But the emotional power of music can be, and historically has been, used for less than altruistic purposes. Music has even been weaponised as a device for violence, humiliation or torture – including notoriously in Guantanamo Bay.

Even projects with positive intentions can be in danger of promoting a ‘salvationist’ narrative where western art music and values are used to save poor or non-western people. Criticisms have been made of the ‘imagined utopia’ of the West-Eastern Divan Orchestra, an ensemble which brings together Israeli and Palestinian musicians, and of a similar narrative present in the Venezuelan ‘El Sistema’ project, which gives poor children free access to musical instruments and tuition.
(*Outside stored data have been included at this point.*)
PR #839, opened 2026-06-20
[RFC] Trimming for FishAudio S2-Pro

GaokaiZhang:
First per-model trim from #661 on S2-Pro. Scope narrowed to the uncontroversial part after
@Ratish1's review.

What's here — deletions only (−62):
- The decorative `# ---` section banners above the stage factories in `stages.py`, and the
  `# -- Helpers --` banner in `payload_types.py`.
- Two vocoder tests that only re-run `StreamingSimpleScheduler` lifecycle already covered by
  `tests/unit_test/pipeline/test_streaming_simple_scheduler.py`. The S2-Pro-specific tests
  (crossfade, VQ injection, abort isolation, top-k validation) stay.

Kept per @Ratish1: the inline comments in `sglang_model.py` and the `request_builders.py` /
`tokenizer.py` class docstrings.

No behaviour change — non-functional edits plus two redundant tests; S2-Pro unit suite is green and
a full SeedTTS-EN run on the branch showed no regression (WER/throughput within noise).

The bigger lever, for a separate RFC: S2-Pro is the last AR TTS model still on a bespoke scheduler —
`fish_scheduler.py` (~591 LOC) reimplements what `OmniScheduler` already gives the other models.
Worth migrating (like #476 did for Higgs), but on its own, with a SeedTTS before/after gate.


sglang_omni/models/fishaudio_s2_pro/request_builders.py
```diff
@@ -16,7 +16,6 @@
 
 @dataclass
 class S2ProSGLangRequestData(SGLangARRequestData):
-    """S2-Pro per-request state."""
```
Ratish1, line 19: I think we can keep this?

sglang_omni/models/fishaudio_s2_pro/tokenizer.py
```diff
@@ -34,9 +34,6 @@ class Reference:
 
 
 class S2ProTokenizerAdapter:
-    """
-    Builds Qwen3 chat-format prompts using the ``Conversation`` class
-    """
```
Ratish1, line 39: same

sglang_omni/models/fishaudio_s2_pro/sglang_model.py
```diff
@@ -254,7 +254,6 @@ def setup_vq_decode(
         """Attach audio decoder and allocate persistent GPU buffers."""
         device = self.embed_tokens.weight.device
 
-        # Audio decoder (fast head)
```
Ratish1, line 257: we can keep these inline comments as well I think for this file. wdyt

Ratish1 (approved):
Thanks for the cleanup @GaokaiZhang . Left some comments. Lmk what do you think. Rest look good to me.

Ratish1:
Lets change the title as well @GaokaiZhang . Thanks

GaokaiZhang:
@Ratish1 thanks for the prompt review; resolved.

GaokaiZhang:
@Ratish1 @zhaochenyang20 gentle ping — approved and deletions-only, just waiting on the `run-ci` label. The M9 fish → OmniScheduler migration rewrites the same `stages.py` region, so I'd like this to land first.

PR #1646, opened 2026-08-21
[Whisper ASR] Use FlashInfer decoder LayerNorm

Dayuxiaoshui:
## Motivation

Whisper Large V3 decoding repeatedly applies LayerNorm before decoder self-attention, cross-attention, and the FFN, followed by one final decoder LayerNorm. A 32-layer decoder therefore executes 97 LayerNorm operations per generated token when cross-attention is active, making these small, launch-sensitive kernels measurable in the autoregressive path.

This PR uses FlashInfer's FP16 CUDA LayerNorm kernel for compatible decoder inputs while preserving PyTorch LayerNorm as the fallback for every unsupported device, dtype, parameter layout, or installation. The optimization changes only how LayerNorm is executed; it does not change the Whisper architecture, attention behavior, KV cache, sampling, or checkpoint format.

## Modifications

- Add `WhisperDecoderLayerNorm`, a narrow `torch.nn.LayerNorm` subclass that dispatches to `flashinfer.norm.layernorm` only when FlashInfer is available, the input is a CUDA FP16 tensor, affine weight and bias are present, and both affine parameters match the input dtype.
- Retain `torch.nn.LayerNorm.forward` as the universal fallback, including CPU, non-FP16, missing-FlashInfer, non-affine, and mixed-parameter-dtype execution.
- Apply the optimized module only to decoder self-attention, cross-attention, FFN, and final LayerNorm sites. The encoder remains unchanged so the optimization does not expand into the fixed-length encoder CUDA Graph path.
- Add unit tests that verify decoder-only placement and numerical equivalence of the CPU fallback with PyTorch LayerNorm.

For a hidden vector $x \in \mathbb{R}^{d}$, both implementations compute the same transformation:

$$
\mu = \frac{1}{d} \sum_{i=1}^{d} x_i, \qquad \sigma^2 = \frac{1}{d} \sum_{i=1}^{d}(x_i - \mu)^2
$$

$$
y_i = \gamma_i \frac{x_i - \mu}{\sqrt{\sigma^2 + \epsilon}} + \beta_i.
$$

The parameters $\gamma$, $\beta$, and $\epsilon$ are the existing checkpoint weight, bias, and LayerNorm epsilon. FlashInfer replaces the CUDA kernel implementation only; the model-level function and parameterization remain unchanged.

## Related Issues

Related to #1396 and the Whisper Large V3 throughput investigation in #1589.

## Accuracy Test

Setup: `openai/whisper-large-v3` at revision `06f233fe06e710322aca913c1bc4249a0d71fce1`, full SeedTTS English set with 1,088 clips at revision `27f4c1adee83b5b29b7c4b375f6b976324bda308`, one NVIDIA H200, TP=1, FP16, generation and encoder CUDA Graphs enabled, `torch.compile` enabled, `max_running_requests=32`, and `mem_fraction_static=0.30`. Each concurrency used one discarded warmup followed by three measured repeats.

| Concurrency | Evaluated requests | Baseline corpus WER | Candidate corpus WER |
|---:|---:|---:|---:|
| 1 | 3,264 / 3,264 | 0.0138 | 0.0137 |
| 8 | 3,264 / 3,264 | 0.0137 | 0.0137 |
| 16 | 3,264 / 3,264 | 0.0137-0.0138 | 0.0137-0.0138 |
| 32 | 3,264 / 3,264 | 0.0137-0.0138 | 0.0138 |

All 13,056 measured candidate requests completed successfully. Candidate corpus WER remained within the baseline range at every measured concurrency.

Unit and static validation:

- Whisper unit tests: `46 passed`.
- Black, isort, Python bytecode compilation, and `git diff --check`: passed.
- CPU fallback output matches `torch.nn.functional.layer_norm` under `torch.testing.assert_close`.
- The H200 run completed `torch.compile`, decode CUDA Graph capture, and replay through the FlashInfer path.

## Benchmark & Profiling

The benchmark used the same setup as the accuracy test. Throughput and request latency P95 are means across three full-set measured repeats.

| Concurrency | Baseline throughput (req/s) | Candidate throughput (req/s) | Throughput delta | Baseline P95 (s) | Candidate P95 (s) | P95 delta |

Collaborative and de-colonial practices must be carefully considered and implemented for peacebuilding or social justice projects to have the most positive impact in the societies and cultures where they are deployed. In the best case scenario, music would help to develop intercultural empathy by celebrating or overcoming an exclusionary definition of difference.

One proposed practice of this is Angela Impey’s suggestion that the truth telling songs of the Muonjieng people, also known as the Dinka, be incorporated into the justice system in South Sudan. The legal court proceedings currently used in the country impose strict hierarchies and roles that do not correspond to the Muonjieng people’s indigenous ways of knowing and understanding the world. The songs contain both reflection and public counsel. They provide catharsis through their deployment of affective language and in their candid descriptions of personal and group suffering, but also function as public testimony of these experiences. In this proposed usage, a communal and indigenous musical ritual could mediate the process of justice and reconciliation for an improved peace outcome.

Emotions work not only to reflect but also to construct the individual and collective subjectivities that produce contexts requiring or pursuing peace. Given the ways in which emotions acquire meaning in, through and as music, peacebuilders are increasingly looking to music as a rich and important resource.